Abstract
Indexing of k-dimensional point data is becoming again a hot research topic because of the need to efficiently index and retrieve high dimensional vectors (points) in data mining applications. The most common query on such vectors is kNN searching, which is a variation of range searching. Most multidimensional indexes for point data follow the paradigm of the ubiquitous B+tree and store data entries at the leaf level of the index (data nodes). Since this level naturally occupies the majority of nodes in a multidimensional index tree, it is crucial that an index structure achieves the best possible average storage utilization regardless of data distribution and order of data insertion. An additional conflicting goal is the minimization of the index term that is posted at the levels above when data nodes are split. In this paper we revisit data node splitting techniques for point access methods like the KDB-tree, hB-tree, and, in general, any index that stores point data at its leaf level nodes and splits them so that no overlapping subspaces are created at the leaf level. We experiment with various splitting techniques that produce the minimum index term for posting but differ in the shape of the resulting nodes and the average storage utilization. We also test our splitting techniques using uniform and skewed data distributions. The comparison is on the average data node storage utilization and the efficiency of range query searches.
Keywords
Indexing of k-dimensional point data, Point Access Methods
References
Berchtold, S., Böhm, C., and Kriegel, H.P. (1998). The Pyramid-Technique: Towards Breaking the Curse of Dimensionality. In Proc SIGMOD, pp. 142- 153.
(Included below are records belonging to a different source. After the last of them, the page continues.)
PR #1, opened 2024-05-31
PB-554 Bootstrap the project

schtibe:
I think I'm going to split my work into multiple consecutive PRs so they can be reviewed chunk by chunk. I think at this point, everything might be subject to change quite often and fast, so we'll see how useful this is?

- Install Django and some other basic packages
- Setup docker-compose for the local DB
- Connect django to the DB
- Add some Makefile stuff from service-control

Maybe I do things a bit different than service-stac here and there, try to introduce new ideas and techs, but maybe I'll also discover that they're not a good idea down the road :)


docker-compose.yml
```diff
@@ -0,0 +1,17 @@
+services:
+  db:
+    image: postgres:16
```
boecklic, line 3: Not sure if we get away without any geo-stuff in this service (which would require a postgis image), but that easily changeable so we can leave it like this for the moment.

Makefile
```diff
@@ -0,0 +1,65 @@
...
+
+# Commands
+PIPENV_RUN := pipenv run
+PYTHON := $(PIPENV_RUN) python3
+YAPF := $(PIPENV_RUN) yapf
+ISORT := $(PIPENV_RUN) isort
+
+
+.PHONY: setup
+setup: $(SETTINGS_TIMESTAMP) setup-s3-and-db setup-logs ## Setup the project by installing packages and activating venv
```
boecklic, line 33: `setup-s3-and-db` and `setup-logs` don't exist (yet)

boecklic (approved):
:+1: thanks. 

Have you other ideas regarding the `settings.py` handling compared to how we solved it for service stac (i.e. not having a `settings.py` in git but create it (and import from other `settings_*.py` files depending on environment)? Otherwise I'd rename it to `settings_dev.py` or sth (similar to stac)

docker-compose.yml
schtibe: OK, as long as the data is compatible I guess?

schtibe:
It's done in a later commit / PR.

PR #3, opened 2024-05-31
Pb-554-bootstrap-models

schtibe:
Add one basic model and expose it in admin


boecklic (approved):
as discussed: rename app `controller` to e.g. `provider`, add another for `dataset` etc...

PR #7, opened 2024-07-15
Feat pb coverage

schtibe:
Experimenting with coverage reports here


schtibe:
Closing for now as this isn't moving to a current priority.

PR #15, opened 2024-08-27
PB-897 Deployment work

schtibe:
Changing various stuff that's needed for service-control to run in k8s
* Missing / Wrong environment configurations
* Missing packages
* Missing wsgi file

### DIFF
--- a/Pipfile
+++ b/Pipfile
@@ -4,10 +4,14 @@ verify_ssl = true
 name = "pypi"
 
 [packages]
-django = "~=5.0"
+django = "~=5.0.7"
 django-ninja = "~=1.1"
 psycopg2-binary = "~=2.9.5"
 django-environ = "~=0.11"
+gunicorn = "~=23.0"
+pyyaml = "~=6.0.2"
+gevent = "~=24.2"
+logging-utilities = "~=4.4.1"
 
 [dev-packages]
 yapf = "*"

Comer, D. (1979). The Ubiquitous B-Tree. ACM Comput. Surv. (CSUR), 11(2), pp. 121-137.
Evangelidis, G., Lomet, D.B., and Salzberg, B. (1997). The hB-Tree: A Multi-Attribute Index Supporting Concurrency, Recovery and Node Consolidation. VLDB J., 6(1), pp. 1-25.
Lomet, D.B. and Salzberg, B. (1990). The hB-Tree: A Multiattribute Indexing Method with Good Guaranteed Performance. ACM Trans. Database Syst. (TODS), 15(4), pp. 625-658.
Robinson, J.T. (1981). The K-D-B-Tree: A Search Structure For Large Multidimensional Dynamic Indexes. In Proc SIGMOD, pp. 10-18.